Vérifier au multimètre la tension entre phase et terre (230 V) et entre neutre et terre (proche de 0 V). Une tension non nulle entre neutre et terre supérieure à quelques volts indique souvent une inversion phase/neutre ou un problème de mise à la terre.

Les erreurs qui coûtent cher

Quatre pièges reviennent systématiquement sur ce type d’intervention :

  • Dépasser 8 disjoncteurs sous un même différentiel 30 mA : la norme NF C 15-100 fixe cette limite pour le confort d’utilisation. Au-delà, le moindre défaut coupe la moitié du logement.
  • Mélanger les marques sur les peignes d’alimentation : les entraxes de bornes diffèrent légèrement entre Legrand, Schneider et Hager, ce qui force à recâbler en fil rigide à la main.
  • Oublier le type A pour le différentiel : les appareils modernes (plaque à induction, lave-linge récent, borne de recharge) génèrent des courants à composante continue qu’un type AC ne détecte pas. Le surcoût d’un type A sur un AC est de 10 à 20 €, négligeable face au risque.
  • Laisser fonctionner l’installation sans terre : un disjoncteur ne protège pas contre l’électrocution, seul le différentiel le fait, et seulement si la terre est correcte. Un piquet de terre coûte 15 à 30 €, à compléter par un test de résistance (inférieur à 100 ohms).
Amateur en électricité inspectant un tableau électrique moderne avec des outils éparpillés autour de lui

Faire soi-même ou appeler un électricien : où placer le curseur

Trois cas justifient sans hésiter le recours à un professionnel : un tableau à neutre commun sans repérage des circuits, une installation antérieure à 1970 (fils sous tube acier, isolant détérioré), et tout projet de mise aux normes déclenchant un Consuel.

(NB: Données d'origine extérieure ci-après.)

PR #280, opened 2026-05-20
Allow shop bought mounts to be useable on all races

KianFitz:
Kronos has shop bought mounts that should be usable on all races.

On the 1.12 client, this information is brought down from SMSG_ITEM_QUERY_SINGLE_RESPONSE and stored in the WDB cache. On the 1.14 client, this information is stored in the ItemSparse CSV.

This change simply allows the mounts from the store to be usable on both factions.


jameopotato (approved):
Verified the 16 changed items are an exact 1:1 match with the Kronos shop mount catalog. Every shop mount is covered, no extras included.

The fix is correct: the 1.14 client uses its built-in ItemSparse CSV for AllowableRace instead of honoring the server's SMSG_ITEM_QUERY_SINGLE_RESPONSE, so shop-bought cross-faction mounts get blocked client-side. Changing AllowableRace to -1 in the CSV removes the client-side restriction while the server still controls actual mount usage via spell validation — no exploit risk.

Mechanically clean diff: only the AllowableRace field is modified on each line, all other fields are byte-identical.

PR #282, opened 2026-05-20
Cleanup: extract mana gem skip condition + reorder exclusion check

### LINKED ISSUE #277: Cleanup: extract mana gem skip condition to named method
In #270, the mana gem slot-mismatch skip is a 4-conjunct inline condition:

```csharp
if (ManaGemItemEntries.Contains(item.Entry) &&
    item.TriggeredSpellIds[slot] > 0 &&
    (effect == null || effect.SpellID != item.TriggeredSpellIds[slot]) &&
    FindItemEffectBySpellId(item.Entry, item.TriggeredSpellIds[slot], slot) == null)
    return null;
```

This has been patched 3 times now (original exclusion → hotfix item IDs → narrowed condition). Extract to a named method like `ShouldSkipManaGemMutation(item, slot, effect)` for readability.

Also: `GetItemEffectByItemId` was moved before the blanket exclusion check, so spellstone/orb items now do a wasted linear scan of ItemEffectStore before hitting `return null`. Move the blanket check back before the lookup, or pass `effect` as a lazy parameter.

Mongrul:
Closes #277.

## Changes

- **`ShouldSkipManaGemMutation(item, slot, effect)`**: replaces the 4-conjunct inline condition with a named method. Each guard is its own early-return so the failure mode is obvious next time this gets patched. The rationale comment now lives with the method instead of inline at the call site.

- **Move blanket exclusion check above `GetItemEffectByItemId`**: spellstone / Orb of Soran'ruk entries now skip the `ItemEffectStore` scan entirely instead of doing a wasted linear search before returning null.

## Verification

Behavior identical — full test suite 452/452 passes on this branch.

### DIFF
--- a/HermesProxy/World/GameData.cs
+++ b/HermesProxy/World/GameData.cs
@@ -4105,23 +4105,34 @@ public static partial class GameData
         return messages;
     }
 
+    // Mana gems: skip mutation only when the server's slot SpellID doesn't match
+    // any CSV record we have — otherwise the rewrite/new-record path binds the
+    // legacy SpellID (10053/10054) and the modern client strips the Use: line.
+    private static bool ShouldSkipManaGemMutation(ItemTemplate item, byte slot, ItemEffect? effect)
+    {
+        if (!ManaGemItemEntries.Contains(item.Entry))
+            return false;
+        int serverSpellId = item.TriggeredSpellIds[slot];
+        if (serverSpellId <= 0)
+            return false;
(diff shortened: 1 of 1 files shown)


jameopotato (approved):
Extracted method is logically equivalent (traced all four conditions). Reorder of exclusion check is safe (no side effects). Rebased onto beta to resolve GameData.cs conflict with #284 — trimmed the method comment to match.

Côté coût : un électricien facture entre 10 et 20 € la pose par module hors fournitures, plus 20 € de dépose par ancien porte-fusible. Pour un tableau complet d’une quinzaine de circuits, compter entre 800 et 1 800 € fournitures et main-d’œuvre comprises selon la complexité. Un remplacement intégral du tableau (coffret neuf, peignes, différentiels et disjoncteurs) tourne autour de 1 200 à 2 500 €.

L’auto-installation reste pertinente sur un tableau récent à rail DIN avec circuits déjà appairés. Elle devient hasardeuse dès que les conducteurs ne sont plus repérables ou que l’installation date.

Questions fréquentes

Peut-on conserver un tableau à fusibles indéfiniment ? Oui, tant qu’aucune rénovation lourde n’est engagée. Lors d’une vente, un diagnostic électrique de plus de 15 ans signalera les anomalies, sans pour autant bloquer la transaction. Le remplacement devient en revanche obligatoire dès qu’un certificat Consuel est requis.

Faut-il déclarer le remplacement à son assurance ou au fournisseur d’énergie ? Aucune déclaration n’est nécessaire pour un simple remplacement de modules à puissance souscrite identique. En cas de modification du disjoncteur d’abonné (changement de calibre lié à un changement d’abonnement), seul Enedis intervient, avec une prestation facturée environ 64 € TTC.

Le remplacement des fusibles par des disjoncteurs reste l’une des rénovations électriques au meilleur rapport sécurité-investissement. Sur un tableau sain et bien repéré, l’opération se boucle en une journée pour un bricoleur méthodique. Sur un tableau ancien à neutre commun, mieux vaut profiter du chantier pour traiter le problème en profondeur plutôt que de superposer un disjoncteur moderne sur une distribution non conforme.